In 1980, I was conducting day-after-recall research for advertisements aired on television. A typical day-after-recall requires finding a statistically significant sample of television viewers who watched the programming the previous day and asking them many questions about what they remember seeing. The advertisement was considered successful if a large proportion of those who saw the advertisement remembered it as well as its marketing message. As I started to collect the data, I used census information to design our survey collection, providing adequate coverage of various income groups in the city of Mumbai, and trained a number of my interviewers on the survey questionnaire. To understand the data collection accuracy, I followed a couple of interviewers throughout the day all over the city. Dogs and security guards often chased us, and many prospective respondents slammed the doors before we could ask any qualifying questions. At one house, the main decision-maker did not have the time to answers, so she directed me to her teenage daughter who was eager to answer the questions, but was not the primary decision-maker. My field interviewer and I argued forever about the validity of that observation. He told me the teenage daughter met the criteria specified in the interview, and so the interview was valid. I kept thinking about their next trip to the grocery store and the role the daughter was likely to play in using the advertisement to decide on the product purchase. As the day progressed, I started to get a realistic view of the “statistically-significant perfectly-random sample.” Irrespective of how hard we tried, the sample remained biased toward those who were eager to respond and were easily accessible to us.

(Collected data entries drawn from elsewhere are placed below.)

PR #72, opened 2017-08-29
BPK-870 react native docs

matthewdavidson:


native/react-native-bpk-component-text/index.js
```diff
@@ -0,0 +1,3 @@
+import BpkText from './src/BpkText';
```
georgegillams: Shouldn't all new files have the license header?

packages/bpk-docs/src/components/Header/Header.js
```diff
@@ -35,7 +35,8 @@ const getClassName = cssModules(STYLES);
 const headerLinks = [
   { to: ROUTES.USING_BACKPACK, children: 'Using Backpack' },
   { to: ROUTES.STYLE, children: 'Style' },
-  { to: ROUTES.DOCS, children: 'Components' },
+  { to: ROUTES.COMPONENTS, children: 'Components' },
+  // { to: ROUTES.NATIVE, children: 'Native' },
```
georgegillams: Is this needed or not?

native/react-version-test.js
```diff
@@ -0,0 +1,23 @@
...
+ * Unless required by applicable law or agreed to in writing, software
+ * distributed under the License is distributed on an "AS IS" BASIS,
+ * WITHOUT WARRANTIES OR CONDITIONS OF ANY KIND, either express or implied.
+ * See the License for the specific language governing permissions and
+ * limitations under the License.
+ */
+
+import React from 'react';
+
+it('native/* should be ^16.0.0', () => {
```
k0nserv: Should we keep these?

packages/react-version-test.js
```diff
@@ -0,0 +1,23 @@
...
+ * distributed under the License is distributed on an "AS IS" BASIS,
+ * WITHOUT WARRANTIES OR CONDITIONS OF ANY KIND, either express or implied.
+ * See the License for the specific language governing permissions and
+ * limitations under the License.
+ */
+
+import React from 'react';
+
+it('packages/* should be ^15.0.0', () => {
+  expect(React.version).toMatch(/^15/);
```
k0nserv: Ditto

native/react-version-test.js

That was 33 years ago. As I recollect the experience, it really feels like another century! Today, I have some of that data available from the STB of all digital cable subscribers in the city, so instead of chasing 100 subscribers, I can be looking at data from 5 million subscribers. I can use the data to identify subscribers who saw an advertisement and determine whether they reached for the remote halfway through the advertisement to switch the channel or reduce the volume, and by analyzing the social media messages, I can seek their sentiments about the commercial. Yes, that is still a biased sample, but it represents a much bigger sample size. Depending on the geography, the STB data may represent a biased majority, and the social media messages only belong to those who are eager to respond, like the teenage daughter of the busy housewife I interviewed 33 years ago. The difference is we now have a lot more observations, not just reported samples of data. Also, we may find an overlapping set of data. Each big data source brings its own biases, but truly represents an individual. Despite these biases, we may be able to map a set of customers almost perfectly—where they dine, what television programs they watch, how far they commute to work, when they take coffee breaks, which brands they prefer, and how they respond to different campaigns.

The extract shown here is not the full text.